**EXERCISE DESCRIPTION:** Between the line containing "I changed the" and the line containing "The build works" lies a run of lines; give that run again exactly, with both of those lines, and nothing else from the entries below.

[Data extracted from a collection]
PR #4203, opened 2022-10-01
fix null reference in TestProgressReporter

SimonCropp:
so this one is a bug. every time TestProgressReporter is called from this path, a null ref would be thrown. it is hidden since all methods of TestProgressReporter do a catch

### DIFF
--- a/src/NUnitFramework/framework/Api/FrameworkController.cs
+++ b/src/NUnitFramework/framework/Api/FrameworkController.cs
@@ -199,7 +199,7 @@ namespace NUnit.Framework.Api
         /// <returns>The XML result of the test run</returns>
         public string RunTests(string filter)
         {
-            TNode result = Runner.Run(new TestProgressReporter(null), TestFilter.FromXml(filter)).ToXml(true);
+            TNode result = Runner.Run(TestListener.NULL, TestFilter.FromXml(filter)).ToXml(true);
             return InsertChildElements(result).OuterXml;
         }
 


jnm2 (approved):

SimonCropp:
should this be assigned to the milestone?

jnm2:
I don't see recent examples of us putting PRs in milestones, but maybe we should start?

SimonCropp:
some examples 
image

SimonCropp:
although i think the "enable more nullable" should be rolled up into one issue in the milestone. having every nullable PR in the milestone might be too much noise? the nullable PRs could be linked the issue?

jnm2:
That makes sense. I'm not sure who looks at the milestone and when. @nunit/framework-team?

SimonCropp:
on my projects i use milestones to track what i want in the (eventual) release notes

stevenaw:
Personally, I like the idea, especially when there isn't a corresponding issue to track the change. Which, then, perhaps it's easiest then to just always do it to avoid having to think? I've probably missed doing it for 1 or 2 recent PRs as sometimes it's from my phone.

I think I've seen @rprouse  use  them for generating release notes, but it can also be a handy way to see as-yet-unreleased changes too.

SimonCropp:
here is my workflow for "milestone to release notes"

```
name: on-tag-do-release
on:
  push:
    tags:
      - '[0-9]+\.[0-9]+\.[0-9]+'
jobs:
  release:
    runs-on: windows-latest
    steps:
    - name: Run
      run: |
        dotnet tool install --global GitReleaseManager.Tool
        tag="${GITHUB_REF:10}"
        owner="${GITHUB_REPOSITORY%/*}"
        repo="${GITHUB_REPOSITORY#*/}"
        dotnet-gitreleasemanager create -m ${tag} --token ${{secrets.GITHUB_TOKEN}} -o ${owner} -r ${repo}
        dotnet-gitreleasemanager close -m ${tag} --token ${{secrets.GITHUB_TOKEN}} -o ${owner} -r ${repo}
        dotnet-gitreleasemanager publish -t ${tag} --token ${{secrets.GITHUB_TOKEN}} -o ${owner} -r ${repo}
      shell: bash
```

rprouse:
Thanks @SimonCropp, I like that. Currently I run a program that I wrote that pulls the issues and PRs marked with the milestone and creates the Markdown for the changelog, then do some hand editing to clean it up.

PR #4204, opened 2022-10-01
remove some redundant parameters

SimonCropp:


src/NUnitFramework/framework/Api/FrameworkController.cs
```diff
@@ -558,7 +553,7 @@ public class StopRunAction : FrameworkControllerAction
             /// <remarks>A forced stop will cause threads and processes to be killed as needed.</remarks>
             public StopRunAction(FrameworkController controller, bool force, object handler)
             {
-                controller.StopRun((ICallbackEventHandler)handler, force);
+                controller.StopRun(force);
```
jnm2, line 556: These changes won't change current behavior, though the mere existence of the `object handler` parameter makes me wonder if there's a bug in the current behavior.

SimonCropp: > wonder if there's a bug in the current behavior

yeah i thought the same. but i lack the history so if there is a bug, i could not see it

stevenaw: I got curious and dug into this. It looks like `FrameworkController.StopRun()` would at one point raise a callback event
https://github.com/nunit/nunit/commit/362f7a3f7074ff520ad811ba06883b3595aa0685#diff-a4de5abf6ba13245db808314f98df69cd318b068215f50932b0d50abdd938c43R203
```csharp
private void StopRun(ICallbackEventHandler handler, bool force, int timeout)
        {
            //handler.RaiseCallbackEvent(Runner.StopRun(force, timeout).ToString());
            Runner.StopRun(force);
            handler.RaiseCallbackEvent(Runner.WaitForCompletion(timeout).ToString());
        }
```
It looks like it was removed at some point many (> 7) years ago though I haven't dug further to an exact commit

stevenaw (approved):

CharliePoole:
When called from the .NET Framework, the API consists of a set of constructors. Since the constructors always succeed, the result of the action can only be returned by an event of some kind. That's why the handler is passed. This could be done differently nowadays, but the API dates back to .NET 1.1.

(Note that a different interface is used with .NET Core.)

At some time in the past, this return value apparently stopped being used for StopRun. That means we have no way of knowing whether StopRun succeeded. I have had to deal with that problem in both the GUI and the Console runner but I didn't know why. This may be the reason.

src/NUnitFramework/framework/Api/FrameworkController.cs
SimonCropp: ok i reverted this part of the PR given it needs more work

SimonCropp:
rebased

mikkelbu (approved):
LGTM. Thanks for the contribution @SimonCropp

PR #4205, opened 2022-10-01
Reduce the visibility of 'Numerics' to 'internal'

### LINKED ISSUE #3932: Make `Numerics` class internal
Most of NUnit's numeric-related work (comparisons, differences, equality) is exposed via constraints or the classic assertion model, but the work itself is done by a helper class: [Numerics](https://github.com/nunit/nunit/blob/master/src/NUnitFramework/framework/Constraints/Numerics.cs).

This helper class has public visibility, which means API changes to it require extra caution to ensure we don't break anyone. It might be helpful to look at if we can make this an internal class. This would be a breaking change, but I suspect it shouldn't be very disruptive. I haven't seen any usages of it in public repos based on a glance on https://grep.app

x789:
Reduced visibility as discussed in #3932

### DIFF
--- a/src/NUnitFramework/framework/Constraints/Numerics.cs
+++ b/src/NUnitFramework/framework/Constraints/Numerics.cs
@@ -8,7 +8,7 @@ namespace NUnit.Framework.Constraints
     /// <summary>
     /// The Numerics class contains common operations on numeric values.
     /// </summary>
-    public static class Numerics
+    internal static class Numerics
     {
         #region Numeric Type Recognition
         /// <summary>


manfred-brands (approved):

jnm2:
> This PR closes https://github.com/nunit/nunit/issues/3932

This causes that issue to close when this PR is merged even if the other outstanding PR required by the issue is not merged.

x789:
I changed the description of the PR. It is now save to merge it without closing the issue.

jnm2 (approved):

jnm2:
Thanks for your help!

PR #4172, opened 2022-09-07
change ITypeInfo.Namespace to be nullable

SimonCropp:
since in .net namespace can be null

PR #4104, opened 2022-04-23
Handle Exceptions thrown during discovery, such as in Custom Attributes

manfred-brands:
Fixes #4096 
Fixes #4107

Tests with Exceptions are Marked As Invalid and show up as an Error.
Fixtures with Exceptions are non-runnable and don't show up with `dotnet test`.

One alternative option would be to make a special fixture with one runable method that fails.

PR #4206, opened 2022-10-01
Mark 'Numerics' as obsolete (for public use)

x789:
As discussed in #3932

### DIFF
--- a/src/NUnitFramework/framework/Constraints/Comparers/NumericsComparer.cs
+++ b/src/NUnitFramework/framework/Constraints/Comparers/NumericsComparer.cs
@@ -30,10 +30,12 @@ namespace NUnit.Framework.Constraints.Comparers
     {
         public bool? Equal(object x, object y, ref Tolerance tolerance, ComparisonState state)
         {
+#pragma warning disable CS0618 // 'Numerics' is only marked as obsolete for public use
             if (!Numerics.IsNumericType(x) || !Numerics.IsNumericType(y))
                 return null;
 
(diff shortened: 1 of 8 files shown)


jnm2 (approved):

x789:
I have no clue why [the build is failing](https://github.com/nunit/nunit/actions/runs/3166225898). I suspect it has something to do with the configuration of the build agent.
At the time of the last merge to v3.13-dev [a successful build was possible](https://github.com/nunit/nunit/actions/runs/2478493187). When I forked the code a few days later, [the build failed](https://github.com/x789/nunit/actions/runs/3164653353/jobs/5153097316).

The build works on my machine, if I comment out the F# part.  (Win10x64 with NET3.5, 4.6.1, 4.6.2, 4.7, 4.8, 4.8.1, 6.0 SDKs/Targeting-Packs)

Since I cannot find an explicit reference to `System.ValueTuple 4.4.0` in the code, I suspect that the reference is implicitly due to a (non) installed framework.
@manfred-brands: when you created PR #4104, everything worked fine. Do you have any idea what I can do so that the build does not fail?

mikkelbu:
My best guess (just a quick googling is that the reason for the builds to fail is dotnet/sdk#24747. I've not looked at the solutions yet, but it seems like the problem mention in https://github.com/nunit/nunit/pull/4172#pullrequestreview-1098930085 has resurfaced.

x789:
Thank you @mikkelbu. Changing the `PackageReference` repaired the build-error.

But unfortunately, the macOS-build fails because of a trust-settings issue.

**SOLUTION:**
I changed the description of the PR. It is now save to merge it without closing the issue.

jnm2 (approved):

jnm2:
Thanks for your help!

PR #4172, opened 2022-09-07
change ITypeInfo.Namespace to be nullable

SimonCropp:
since in .net namespace can be null

PR #4104, opened 2022-04-23
Handle Exceptions thrown during discovery, such as in Custom Attributes

manfred-brands:
Fixes #4096 
Fixes #4107

Tests with Exceptions are Marked As Invalid and show up as an Error.
Fixtures with Exceptions are non-runnable and don't show up with `dotnet test`.

One alternative option would be to make a special fixture with one runable method that fails.

PR #4206, opened 2022-10-01
Mark 'Numerics' as obsolete (for public use)

x789:
As discussed in #3932

### DIFF
--- a/src/NUnitFramework/framework/Constraints/Comparers/NumericsComparer.cs
+++ b/src/NUnitFramework/framework/Constraints/Comparers/NumericsComparer.cs
@@ -30,10 +30,12 @@ namespace NUnit.Framework.Constraints.Comparers
     {
         public bool? Equal(object x, object y, ref Tolerance tolerance, ComparisonState state)
         {
+#pragma warning disable CS0618 // 'Numerics' is only marked as obsolete for public use
             if (!Numerics.IsNumericType(x) || !Numerics.IsNumericType(y))
                 return null;
 
(diff shortened: 1 of 8 files shown)


jnm2 (approved):

x789:
I have no clue why [the build is failing](https://github.com/nunit/nunit/actions/runs/3166225898). I suspect it has something to do with the configuration of the build agent.
At the time of the last merge to v3.13-dev [a successful build was possible](https://github.com/nunit/nunit/actions/runs/2478493187). When I forked the code a few days later, [the build failed](https://github.com/x789/nunit/actions/runs/3164653353/jobs/5153097316).

The build works on my machine, if I comment out the F# part.  (Win10x64 with NET3.5, 4.6.1, 4.6.2, 4.7, 4.8, 4.8.1, 6.0 SDKs/Targeting-Packs)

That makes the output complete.